Connections in Death (In Death #48)(22)



“We be out again in a flash.”

“Yeah, maybe, but considering I’d have probable cause to look for more?” She scanned the room, noted that more than a couple of people in the room knew that flash wouldn’t work for them. “Maybe not. Dinnie Duff.”

“Fuck all.” He shrugged it off, shoved the second woman to the floor. “Likely she’s working under at Wet Dreams. I ain’t seen her.”

“How about we look?”

“How about I see a warrant?”

Now Eve smiled. “I can get one in under five minutes. I doubt that’d give you time to move out all the illegals and weapons, and anybody underage in here. But we can play it out and see.”
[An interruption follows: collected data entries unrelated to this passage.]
Issue #2013, opened 2025-01-09
Introduce latest and related packages search


josevalim:
Now that we added package search to Hexdocs, we can start exposing it in ExDoc.
This will be done as two distinct features, latest search and related packages search.
We are also adding search feature to Hexdocs landing page and you should familiarize
yourself with [the new screens there before moving forward](https://github.com/hexpm/hexdocs/issues/49#issuecomment-2558537425).

## Overall description

We will add new features to ExDoc that allows you to perform both search and
autocompletion on the latest or related versions of a package. We will use the
existing `docs_config.js` to enable this functionality. Once enabled, a dropdown
arrow will appear embedded at the end of the search allowing you to choose the
type of search you want to perform, similar to this:

<img width="563" alt="Screenshot 2025-01-09 at 10 30 27" src="https://github.com/user-attachments/assets/e5b9f66b-5025-45f8-9b1d-e86f12d341ae" />

The text in the search bar will indicate which mode is active:

  * `related` - Type / to search this and related packages
  * `latest` - Type / to search the latest version
  * `current` - Type / to search this version

You can click the dropdown to choose the mode, these options will show up as:

  * `:related` - Search the latest version of this package and related packages
  * `:latest` - Search the latest version of this package
  * `:current - Search the current version of this package (works offline)

To enable these modes, a `searchNodes` variable must be injected into `docs_config.js`.
This variable is an array of `{name: "package-name", version: "package-version"}` entries,
and it must have at least one entry, which is the current package itself and its latest
version. The modes should be available in this order and according to these conditions:

  * `:related` - If searchNodes is available and it contains more than one entry
  * `:latest` - If searchNodes is available and it contains more than zero entries
  * `:current` - Always

Furthermore, we also want to improve the search results page to be closer to the one in
HexDocs and provide a more consistent experience overall. This means support for toggling
previews too.

## Implementation

  * [ ] Update the current search results to leverage previews and stay closer to HexDocs mockups

  * [x] Change HexDocs to include the `searchNodes` in all public packages today.
    We should also simplify the `versionNodes` one, there is no need to include "latest" on every entry
    (cc @wojtekmach)
  
  * [ ] Add support for `searchNodes` in ExDoc's autocompletion and search,
    with the dropdown for configuration, using the new TypeSense API. We can use Elixir itself to test
    this feature, as its docs_config.js is generated by hand rather than Hex.pm

[...]

PR #2014, opened 2025-01-09
Revert "feat: allow configuring `custom_autocompletions` list"

josevalim:
We realized this won't work with #2013, since the search comes from Typesense
which uses search nodes. We will explore other approaches.

Reverts elixir-lang/ex_doc#2011


josevalim:

PR #2015, opened 2025-01-09
Refactor module init

liamcmitchell:
Simplify `html.js` by moving all init into modules.

* run preview & hint first, they remove DOM, reducing work for other modules
* register `swup:page:view` callbacks from within modules
* move `isEmbedded`, `isPreview` and `isHint` into globals
* run module init from within modules
* adjust `descriptionElementFromHash` to also move comment nodes - preserving tabset comments
* inline many things in preview
* fix scroll caused by preview loading (on chrome/edge at least)
* fix quick switch link after swup nav (init wasn't called after nav)
* inline many things in sidebar version select
* move swup init into own module, it doesn't need to know about other modules now
* inline many things in hint-page

One thing I noticed when refactoring the init logic:
```js
  if (isPreview && isEmbedded) {
    initPreview()
  } if (isHint && isEmbedded) {
    initHintsPage()
  } else {
  //  init swup, versions, keyboard shortcuts, qs, sidebar...
```
Notice that the second `if` is not an `else if` even though it's formatted like one. I assume that it was intended to be an `else if` and have refactored it that way.

By shuffling the module init and preventing a lot of unnecessary work, previews load almost 2x faster for me locally.

## Before
image

## After
image

-0.4kb JS


josevalim:

PR #169, opened 2019-10-11
Added wrapping to Notification UI

DivergentEuropeans:
image

These dots programmatically appear when notification UI text body becomes too long.


sakeerthy:
CSS attribute that already does this, added in https://github.com/zowe/zlux-app-manager/pull/171

PR #173, opened 2019-10-24
Added check for testing purposes

sakeerthy:


1000TurquoisePogs:
This helps with determining if there was a complete fail or partial success, but may need more in the future with regards to if we were able to send to 100% of the clients requested. Regardless, this improves the info sent back about success.

PR #174, opened 2019-10-28
[WIP] iFrame adapter: added support for plugin defintion, logger, and launch metadata

timgerstel:
This pull request adds the following features to the iFrame adapter:
-Support for the following injectable angular2plugintokens: plugin definition, launch metadata
-Support for ZoweZLUX.Logger (global logger object)

Do not merge without: 
https://github.com/zowe/zlux-shared/pull/23
https://github.com/zowe/zlux-platform/pull/47
Signed-off-by: Timothy Gerstel <tgerstel@rocketsoftware.com>

### DIFF
--- a/bootstrap/web/iframe-adapter.js
+++ b/bootstrap/web/iframe-adapter.js
@@ -23,7 +23,10 @@ var numUnresolved = 0;
 var instanceId = -1;
 var parentLogger = new exports.Logger()
 if(parentLogger){
+    console.log('setting logger')
     parentLogger.addDestination(parentLogger.makeDefaultDestination(true, true, true))
+} else {
+    console.log('logger object did not exist.  Exports=', exports)
 }
 
 let messageHandler = function(message) {
--- a/bootstrap/web/iframe-adapter.js
+++ b/bootstrap/web/iframe-adapter.js
@@ -30,8 +30,9 @@ let messageHandler = function(message) {
         if(instanceId === -1 && data.dispatchData.instanceId !== undefined){
             instanceId = data.dispatchData.instanceId;
             translateFunction('registerAdapterInstance', []);
-        } else if(instanceId !== -1 && data.dispatchData.instanceId !== instanceId){
-            console.warn('Desktop attempted to change instanceId for iframe instance=', instanceId);
+        } else if(instanceId !== -1 && data.dispatchData.instanceId !== undefined 
+                    && data.dispatchData.instanceId !== instanceId){
+            console.warn('Desktop attempted to change instanceId for iframe instance=', instanceId, 'message=', message);
         }
     }
     if(data.key === undefined || data.instanceId != instanceId) return;
--- a/bootstrap/web/iframe-adapter.js
+++ b/bootstrap/web/iframe-adapter.js
@@ -21,10 +21,34 @@ var closeHandlers = {};
 var curResponseKey = 0;
 var numUnresolved = 0;
 var instanceId = -1;
-var parentLogger = new exports.Logger()
-if(parentLogger){
-    parentLogger.addDestination(parentLogger.makeDefaultDestination(true, true, true))
+var DEFAULT_GET_LOGGER_TIMEOUT = 3000;
+var parentLogger = null;
+
+// This function uses setTimeout due to the fact that the Logger class must be included in the html script, and therefore 
+// is not guaranteed to load before this script
+function initLogger(maxRetries, timeout){
+    if(typeof getLogger.retries === 'undefined'){
+        getLogger.retries = 0;
+    }
+    if(exports.Logger){
+        console.log('Initialized Logger')
+        parentLogger = new exports.Logger();
+        parentLogger.addDestination(parentLogger.makeDefaultDestination(true, true, true))
+        return;
+    }
+    setTimeout(() => {
+        if(getLogger.retries > maxRetries){
+            console.log('Unable to initialize Logger')
+            return;
+        }
+        if(exports === {} || exports.Logger === undefined){
+            getLogger.retries++;
+            getLogger(maxRetries, timeout);
+        }
+    }, timeout);
 }
+
+initLogger(5, DEFAULT_GET_LOGGER_TIMEOUT);
 
 let messageHandler = function(message) {
     if(message.data.dispatchData){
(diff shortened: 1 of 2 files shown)


virtual-desktop/src/app/plugin-manager/plugin-factory/iframe/iframe-plugin.component.ts
```diff
@@ -246,6 +251,14 @@ export class IFramePluginComponent {
             this.responses[args[0]].resolve();
           }
           return undefined;
+        case 'getPluginDefinition':
+          try{
+            return JSON.parse(JSON.stringify(this.pluginDefintion))
+          }catch (e){
+            return undefined;
+          }
+        case 'getLaunchMetadata':
```
1000TurquoisePogs: Don't pull, since the angular & react API is a push: when the constructor of the main component executes, the injectables are present whether or not they are used. Make the iframe API the same way in that when the iframe says it is ready, the desktop can post a message that contains all info necessary to create objects that are like those injectables. So, you need the iframe adapter to have some sort of event that the iframe code listens on to await this constructor response.

iframe --- READY ---> desktop
desktop ---- pluginDef, logger ID, ways to listen on window&viewport ----> iframe adapter
iframe adapter ---- event containing pluginDef, actual component logger, viewport & window objects ---> iframe code

virtual-desktop/src/app/plugin-manager/plugin-factory/iframe/iframe-plugin.component.ts
```diff
@@ -56,6 +56,25 @@ export class IFramePluginComponent {
...
+        this.frameSource.postMessage({
+          key: -1,
+          constructorData: {
+            pluginDef: JSON.parse(JSON.stringify(this.pluginDefintion)),
+            launchMetadata: this.launchMetadata
+          },
+          instanceId: this.instanceId
+        }, '*')
+      }catch(e){
+        this.frameSource.postMessage({
```
1000TurquoisePogs: This must have a log message, so that we can spot if this happens, because it should never happen.

bootstrap/web/iframe-adapter.js
```diff
@@ -14,24 +14,29 @@
...
 var numUnresolved = 0;
 var instanceId = -1;
 
 let messageHandler = function(message) {
-    if(message.data.dispatchData){
-        if(instanceId === -1 && message.data.dispatchData.instanceId !== undefined){
-            instanceId = message.data.dispatchData.instanceId;
+    let data = message.data;
+    if(data.dispatchData){
+        if(instanceId === -1 && data.dispatchData.instanceId !== undefined){
```
1000TurquoisePogs: This should have an else{} which logs a warning, because it would be very weird if the desktop tried to tell you that your instance ID was changing.

bootstrap/web/iframe-adapter.js
```diff
@@ -296,6 +299,10 @@ var ZoweZLUX = {
     }
 }
 
+ZoweZLUX.logger = new exports.Logger();
+ZoweZLUX.logger.addDestination(ZoweZLUX.logger.makeDefaultDestination(true, true, true))
```
1000TurquoisePogs: You need some more true here. `logger.addDestination(logger.makeDefaultDestination(true,true,true,true,true));`

virtual-desktop/src/app/plugin-manager/plugin-factory/iframe/iframe-plugin.component.ts
```diff
@@ -72,8 +72,10 @@ export class IFramePluginComponent {
             pluginDef: {},
             launchMetadata: this.launchMetadata
           },
-          instanceId: this.instanceId
-        }, '*')
+          instanceId: this.instanceId,
+          error: 'Unable to parse plugin definition'
+        }, '*');
+        console.warn('Unable to parse plugin defintion');
```
1000TurquoisePogs: This needs to be a logger owned by the desktop.
Give this a try:
import { BaseLogger } from 'virtual-desktop-logger';
then just set this.logger to BaseLogger.

bootstrap/web/iframe-adapter.js
```diff
@@ -69,7 +76,7 @@ let messageHandler = function(message) {
                 console.log('restored')
```
DivergentEuropeans: This is bootstrap JS context, so I believe a logger is importable here right?

bootstrap/web/iframe-adapter.js
```diff
@@ -69,7 +76,7 @@ let messageHandler = function(message) {
...
                 return;
             case 'windowEvents.moved':
-                console.log('moved')
+                //console.log('moved')
```
DivergentEuropeans: This is bootstrap JS context, so I believe a logger is importable here right?

bootstrap/web/iframe-adapter.js
```diff
@@ -86,6 +93,8 @@ let messageHandler = function(message) {
     }
 }
 
+window.addEventListener('message', messageHandler);
+
 window.addEventListener("load", function () {
     console.log('iFrame Adapter has loaded!');
```
DivergentEuropeans: Same here

virtual-desktop/src/app/plugin-manager/plugin-factory/iframe/iframe-plugin.component.ts
DivergentEuropeans: @1000TurquoisePogs  There's a log message a few lines down, but because this error is caught, I don't think it will get outputted to the console, so it would be good to add that 'e' in

virtual-desktop/src/app/plugin-manager/plugin-factory/iframe/iframe-plugin.component.ts
```diff
@@ -113,18 +138,22 @@ export class IFramePluginComponent {
...
+            key: key,
+            originCall: 'windowActions.spawnContextMenu',
+            instanceId: this.instanceId,
+            contextMenuItemIndex: i
+          }, '*')
+        }
       }
+      return copy;
+    }catch(e){
+      return undefined;
```
DivergentEuropeans: Would it be useful to log the error here too? I'm not familiar with this code base, it's your call

1000TurquoisePogs: Yes, let's put a log here stating what error occurred.

PR #176, opened 2019-11-11
desktop keybinding initial commit

NakulManchanda:
Added desktop level keyup event, filtered on CTRL+ALT  for now, registered on node **rs-com-mvd-desktop**

Also, added sample event CTRL+ALT+M to toggle desktop menubar


NakulManchanda:
i think it would be a good starter to add more events - added first keybinding to demo usage of new **KeybindingService** at desktop level

NakulManchanda:
updated one minor bug, added dco and added two more sample events

CTRL+ALT+DOWN_ARROW - minimizeToggle
CTRL+ALT+UP_ARROW - maximizeToggle

1000TurquoisePogs:
This looks good, but I'd like to give it a test to see that we don't encounter focus issues. If we don't, then I think it would be good to merge and/or review the default keybindings.

1000TurquoisePogs:
I don't see the issues that Lenny described, but I do suspect 1 issue: no event.stopPropagation() is used. I think this means if an app also used these keybindings then both a minimize + some app action would occur.

NakulManchanda:
> I don't see the issues that Lenny described, but I do suspect 1 issue: no event.stopPropagation() is used. I think this means if an app also used these keybindings then both a minimize + some app action would occur.

added event.stopImmediatePropagation

NakulManchanda:
@1000TurquoisePogs  this works now as expected, thanks for your suggestion

Changes:
Registering keyup at document level - as this works better - other nodes loose focus
stopping even propagation of all ctrl+alt event combination - let me know if you don't like it
capture true - now even if any app try to define same shortcut, desktop get it first, also stop propagation now


Next Steps: IN next PR
1) Keyboard navigation of start menu
2) switch windows navigation

virtual-desktop/src/app/window-manager/mvd-window-manager/shared/keybinding.service.ts
```diff
@@ -0,0 +1,45 @@
...
+    this.keyUpHandler = this.keyUpHandler.bind(this);
+  }
+
+  registerKeyUpEvent() {
+    document.addEventListener('keyup', this.keyUpHandler, true);
+  }
+
+  keyUpHandler(event: KeyboardEvent) {
+    if(event.altKey) {
+      console.log('desktop' + event.which);
```
DivergentEuropeans: We should probably use the zowe logger here (if the log is still necessary)

struga0258:
All the apps minimize and maximize for me and it seems to be working fine.

DivergentEuropeans:
> All the apps minimize and maximize for me and it seems to be working fine.

James and I are looking into what is happening. I tried James' deployed version of Zowe, that works for him, and it doesn't work on my computer. Our browsers are identical versions of Chrome, very very strange...

virtual-desktop/src/app/window-manager/mvd-window-manager/shared/keybinding.service.ts
NakulManchanda: fixing

NakulManchanda:
1) worked for me too for iframe apps tried for jes-explorer, 
2) alt+ctrl is key that was removed while preparing for testing
3) some camel case correction

virtual-desktop/src/app/window-manager/mvd-window-manager/shared/keybinding.service.ts
NakulManchanda: fixed

virtual-desktop/src/app/window-manager/mvd-window-manager/shared/window-manager.service.ts
```diff
@@ -121,6 +125,21 @@ export class WindowManagerService implements MVDWindowManagement.WindowManagerSe
     }
     document.addEventListener('keyup', tabHandler, false);
     document.addEventListener('keydown', tabHandler, false);
+
+    this.appKeyboard.registerKeyUpEvent();
+    this.appKeyboard.keyUpEvent
+      .subscribe((event:KeyboardEvent) => {
+        if (event.which === KeyCode.DOWN_ARROW) {
+          if(this.focusedWindow) {
+            this.minimizeToggle(this.focusedWindow.windowId);
```
NakulManchanda: minimize code

virtual-desktop/src/app/window-manager/mvd-window-manager/shared/window-manager.service.ts
```diff
@@ -121,6 +125,21 @@ export class WindowManagerService implements MVDWindowManagement.WindowManagerSe
...
+          }
+        }
+        else if (event.which === KeyCode.UP_ARROW) {
+          if(this.focusedWindow) {
+            this.maximizeToggle(this.focusedWindow.windowId);
```
NakulManchanda: maximize code

DivergentEuropeans:
> 1. worked for me too for iframe apps tried for jes-explorer,
> 2. alt+ctrl is key that was removed while preparing for testing
> 3. some camel case correction
> 
> i refreshed all my code yesterday may be try that @DivergentEuropeans
> 
> can you try CTRL+ALT+M - to toggle menu?
> because maximize/minimize is not much different, i use all the existing code for them
> but can check if i find something, but unable to replicate the issue
> see code if you think something is missing.
> 
> may be not hooking at right spot - either too deep or there should be some other event which should trigger.

Hey Nakul, it has nothing to do with the code, as I tried James' deployed version of Zowe. It simply did not work when viewed on my computer. Yes, all the other keybindings work for me, including maximize and minimize, just those specific ones didn't work for Iframe apps. Unfortunately, I can't replicate the issue outside my machine. EITHER WAY, as I said, this isn't an issue for this PR and can be added as some extraneous/random bug fix later. I see you fixed the log so all looks good to me

NakulManchanda:
@DivergentEuropeans @1000TurquoisePogs 
i am able to confirm when i click inside sample iframe app, it able to steal focus in a way that keyup handler at top level parent document didnt trigger even with capture=true, even ctril+atl+M menu toggle didnt work

We can try extending it in next PR if able to find solution, thanks!

PR #178, opened 2019-11-20
Added a check for standalone app mode for iframes ONLY

DivergentEuropeans:
- Allows for things like this:
image


1000TurquoisePogs:
Seems to work but would like to see things scoped into ZoweZLUX.
ZoweZLUX.iframe = {pluginDef, launchContext...}
ZoweZLUX._iframeAdapter = {these, otherthingsyoushouldntsee...}

PR #187, opened 2020-02-26
uri broker fix for apiml use

1000TurquoisePogs:
Bugfix for when using editor under apiml: apiml does not like encoded slashes


1000TurquoisePogs:
The build failed due to timeout but is succeeding here: https://wash.zowe.org:8443/blue/organizations/jenkins/zlux-core/detail/zlux-core/1793/pipeline

PR #190, opened 2020-03-05
Add lang hint to html head based on user preference as soon as known

1000TurquoisePogs:
This could have detrimental effects if the apps do not support the language and do not specify otherwise.
Try testing the editor versus the sample angular app to compare how japanese operates, for example.

Made for testing with https://github.com/zowe/zlux/issues/394


1000TurquoisePogs:
Tested within 394

PR #195, opened 2020-03-13
Feature/app generator

1000TurquoisePogs:
Adding the app generator, shown at SHARE, after cleanup.


system-apps/app-generator/webClient/src/app/app.component.ts
```diff
@@ -0,0 +1,66 @@
...
+
+  createCallback() {
+    var t = this;
+    return function(plugin) {
+      t.appList.push(plugin);
+    }
+  }
+
+	ngOnInit() {
+    const MY_PLUGIN_ID = ZoweZLUX.iframe.pluginDef.basePlugin.identifier;
```
lchudinov: I get an error on this line in Chrome console: `Cannot read property 'basePlugin' of undefined`. Note: that I had to build app-generator in dev mode to get the meaningful message.

1000TurquoisePogs: This means there is a timing issue. Needs a fix.

Joe-Winchester:
@1000TurquoisePogs - is the app generator in a build, or is there a way for someone to download/install/test it ?  I know a few folks who want to demo it to customers/ISVs.

DivergentEuropeans:
> @1000TurquoisePogs - is the app generator in a build, or is there a way for someone to download/install/test it ? I know a few folks who want to demo it to customers/ISVs.

Hey @Joe-Winchester ,
Not sure if this answers your question! But from a quick glance, it looks like the App Generator has a server component via https://github.com/zowe/zlux-app-manager/pull/195/files#diff-2705d2e050a835c1662c06812d5515bf and a standard web component via https://github.com/zowe/zlux-app-manager/pull/195/files#diff-9424460866b29f05f50ff4439da010eb 
So that means you can download, install, & test it via the normal procedure of cloning the repository, installing & building it with npm commands, & then adding the JSON plugin identifiers within the /plugins/ location of the Zowe app server.

This is nearly identical to how one would set up the Sample Angular App https://github.com/zowe/sample-angular-app via its web (webClient) & server (nodeServer) components. I haven't tried this app out myself *yet* but if you're interested in doing this, feel free to reach out on Slack & I can try to help. Otherwise, if a custom build or something similar would be more suitable, @1000TurquoisePogs would be your guy (he's on vacation for a few bus. days) 🏎️

1000TurquoisePogs:
I believe this is now fixed (moved the timing to a later function). If it is not, I will fix it in a follow-up PR.

PR #207, opened 2020-03-31
Emit an event when login screen opens

DivergentEuropeans:


DivergentEuropeans:
Will be covered by other work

“Fuck all and you with it.” No longer smiling, he got to his feet. “Bolt, you’ve been banging that bitch most recently. Where’s she at?”

“Work, she said. She needs the scratch.”

The one called Bolt took his time pulling on pants, scratching his naked belly. The look in his eyes, Eve thought, was fierce despite the lazy movements.

Pissed, Eve thought. This one’s pissed he got caught with his pants down and no weapon in his hand.

He was white with a tough, compact boxer’s build, spiky red hair, his gang tat over his heart. Two lightning bolt tats jagged down his arms.

“When did you last see her?”

“I don’t keep a leash on that bitch.” As if to prove it, Bolt reached over to squeeze the closest breast. Hard enough the owner of the breast yelped. “Said how she needed some scratch, had shit to do and couldn’t party tonight.”

“Which is her flop?”

“Man, she ain’t got her own. Why she needs the scratch, so? She’s been flopping with me for the banging. What the fuck, Slice, we don’t need to put up with this shit. We got rights and shit. You gotta stand up, man, tell this bitch to suck it.”

“I know what I got,” Slice snapped back. “I ain’t taking no shit from cops in our place.”

Eve took out her badge, held it up, and aimed a cold stare at Slice. “You said you know me, then you know I’m a murder cop. Do you think I’m here to roust your ho for off-license sex work, for illegals?”

“Don’t know why the fuck you’re here.”

“I’m here because Dinnie Duff is a person of interest in a murder investigation. You keep up this bullshit, you’ll be one, too. Where is she?”

He laughed, and as if on signal, a few of the others joined in.

“You gotta be smoking something good if you’re looking at that bitch for some murder. She squeaks if she sees a bloody thumb. She ain’t killed nobody.”

“Lyle Pickering would disagree if he could, but he’s dead.”

Slice’s face went stony, and the lingering laughter cut off. “You saying Pick’s dead? You saying he’s dead and Dinnie did him?”

“I’m saying he’s dead, and I need to talk to her. Where is she?”

“How’s he dead?”

“Where is Dinnie Duff?”

“We said she ain’t here. And ain’t no way she’d do something to end Pick. Bangers stick, and that boy was a Banger.” He booted one of the women on the floor. “Loose, you know where she’s at? You say it straight.”

“Must be working, Slice. She said, like Bolt said, she had shit to do, needed scratch. She ain’t paid up her share for flop in a while. You said . . .”

“Go ahead.”

“You said she had to pay up or find someplace else ’cause spreading it for Bolt wasn’t enough for her share. She said she had shit to do. That’s all.”

“That’s right, I did.” He nodded slowly, looked back at Eve. “Bitches gotta pay same as anybody and fucking only pays so far. Pick’s dead, you oughta look at the Dragons. We don’t kill our own.”

“He’d disavowed you.”

“Disavowed’s shit.” Slice’s eyes fired out hate—a violent, frustrated hate. “He wants to live his life like a sack, that’s on him. But once you take the oath, you’re one of us. Even that ho Dinnie knows how it is.”

She considered pushing, but she’d planted the seeds, formed her impressions.

“I will find her. If anything happens to her in the meantime, I’ll be coming for you.”

“Come all you want, bitch. I’ve taken on harder asses than you.”

At that Roarke let out a quick laugh. “Keep thinking that,” he advised, then turned with Eve toward the steps.

Outside, Zutter puffed out his cheeks. “He’ll send some boys to find her. If you want to get to her first, we need to go under. We’re going to need more cops.”

“How well do you know Slice?”

“I watched him fight his way up to top dog,” Norton said. “The gang’s what he’s got.”

“Would he put a hit on her for what I told him?”

Zutter rubbed his chin as he and Norton studied each other. They both shook their head.

“He’d want to talk to her, squeeze what she knows out of her.”

“If he ordered the hit on Lyle, he already knows,” Eve pointed out. “And if he did, she followed his orders. Would he take her out now?”